El contraste de dos realidades: una ciudad anormalmente apacible frente a un mundo virtual en pánico que sigue paso a paso el avance de una amenaza silenciosa.


Ciudad de Guatemala está en pausa. El día es luminoso, como siempre en este país. Una luz brillante que inunda la casa en las mañanas de un blanco bondadoso. Escucho unos pájaros piando y me doy cuenta de que no se oye nada más. No se escuchan vehículos transitar por la calle. No se escucha a gente hablando. Tampoco suena el barullo de niños del colegio la Patria gritando. Ni el los padres del niño del colegio la Patria bocinando.
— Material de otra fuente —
PR #415, opened 2026-06-09
ci(release): automatic calendar-versioned rolling release on every main push

ELares:
## Why

Installing IronBus on an edge device should be "grab the binary for your arch from the latest release" (or run the existing `curl | sh` installer, which already auto-detects arch and pulls the latest release). Today no release exists because the only release workflow fires on a `v*` tag (reserved for the maintainer's `v0.1.0`), so the installer has nothing to pull. This adds a continuous channel that publishes a release on every push to main, making install seamless.

## What

**A new rolling, calendar-versioned release channel.** `.github/workflows/rolling-release.yml` publishes a NORMAL GitHub Release on every push to main (plus `workflow_dispatch`), so `releases/latest` and `scripts/install.sh --version latest` always resolve to the newest build.

- Trigger `on: push: branches: [main]` + `workflow_dispatch`; `concurrency: rolling-release` (cancel-in-progress false) so close pushes serialize and never collide on the build number; `permissions: contents/id-token/attestations: write`.
- Version `YYYY.MMDD.N`: UTC `date -u +%Y.%m%d` plus a per-day build number (count of existing same-day release tags + 1), so the first build of a day is `.1`, the next `.2`, and the next day resets. The leading-zero month/day is intentional CalVer (never semver-parsed).
- `[skip release]` in the head commit message skips a build (the `workflow_dispatch` path always runs).
- Build matrix reuses `release.yml`'s 3-triple static-musl setup VERBATIM (same `cross`, same reproducible `RUSTFLAGS` + `SOURCE_DATE_EPOCH`, the static-link `readelf` assertion, the `dist/ironbus-<triple>` + `.sha256` staging), plus `export IRONBUS_BUILD_VERSION="$VERSION"` so the calendar version is compiled in.
- Publish job downloads the three binaries, builds a consolidated `SHA256SUMS` (self-checked with `sha256sum -c` before publish), attests Sigstore build-provenance over the binaries + `SHA256SUMS`, and `gh release create`s a NORMAL release (no `--prerelease`, no `--draft`) whose notes carry the one-line install and a per-arch CPU -> asset table plus the commit SHA. No changelog gate (rolling builds are continuous).
- Every `uses:` is SHA-pinned to the SAME commit as `release.yml` (the #142 convention). `release.yml` is untouched: it stays the formal `v*` channel with the `.deb`, container, CycloneDX SBOM, and changelog gate.

**Build-time version override.** `ironbus version` now prints `option_env!("IRONBUS_BUILD_VERSION").unwrap_or(env!("CARGO_PKG_VERSION"))`, so the published calendar version is stamped in at compile time without bumping `Cargo.toml` (a version bump would break `cargo build --locked`, since `Cargo.lock` pins the workspace crates at `0.0.0`; `option_env!` leaves the lockfile untouched). `Cross.toml` forwards `IRONBUS_BUILD_VERSION` into the cross container. The version unit test asserts the same fallback expression, so it passes with the env unset (dev/CI/test) and when set.

**Docs.** README quick-start leads with the seamless path (`curl | sh`, then the per-arch latest-release table), keeping build-from-source as the developer path and stating every push to main publishes a fresh `YYYY.MMDD.N` build. `docs/DISTRIBUTION.md` and `RELEASING.md` document the rolling vs formal-tagged channels. Terse `CHANGELOG` `### Added` bullet.

## Local gate (all green)

- `cargo clippy --workspace --all-targets -- -D warnings -W clippy::pedantic`: clean.
- `cargo test --workspace`: all pass, including the version test (passes with `IRONBUS_BUILD_VERSION` unset).
- `actionlint .github/workflows/*.yml`: clean (shellcheck on `run:` blocks included).
- `sh scripts/ci/relative-link-check.sh`: 0 problems.
- `cargo build --locked` with `IRONBUS_BUILD_VERSION` set: succeeds, `Cargo.lock` untouched.
- Proof both ways: `IRONBUS_BUILD_VERSION=2026.0609.1 cargo run -q -p ironbus-cli -- version` -> `ironbus 2026.0609.1`; plain `cargo run -q -p ironbus-cli -- version` -> `ironbus 0.0.0` (the fallback).
- No em/en dashes anywhere in the diff.

## Note

Merging this PR will itself trigger the FIRST rolling release (the merge commit lands on main), so the merge is the end-to-end test: it should publish `<today>.1` with the three binaries + `SHA256SUMS` + provenance, and `releases/latest` will then resolve so the installer works.


ELares:
Independent review APPROVE, no blockers; the one robustness nit is addressed. The CalVer YYYY.MMDD.N computation is now max(same-day build numbers)+1 (gap-robust, proven on a .1/.2/.5 gap -> .6 and the empty -> .1 cases), using startswith + split so the date dots need no escaping; the release is a NORMAL release (no prerelease/draft) so releases/latest + the installer default resolve; the option_env! version override is proven both ways and leaves --locked + Cargo.lock untouched (Cross.toml forwards IRONBUS_BUILD_VERSION); the build reuses release.yml exact reproducible steps with the env exported before cross build; every uses: is SHA-pinned to release.yml SHAs, actionlint clean, write perms now scoped to the publish job, release.yml untouched; the [skip release] guard cascades via needs; never creates a v* tag; and the README/install per-arch table matches install.sh detect_target. Merging triggers the first rolling release (the end-to-end test).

Una sensación de quietud inunda la atmósfera.

Las restricciones del presidente Alejandro Giammattei sobre la movilidad de las ciudadanas han coincidido con las recomendaciones internacionales para enfrentar al coronavirus. No salir. Tratar de evitar a toda costa el contacto humano. Esto ha hecho que todos los habitantes, prácticamente del planeta, estemos recluidos en nuestras casas. 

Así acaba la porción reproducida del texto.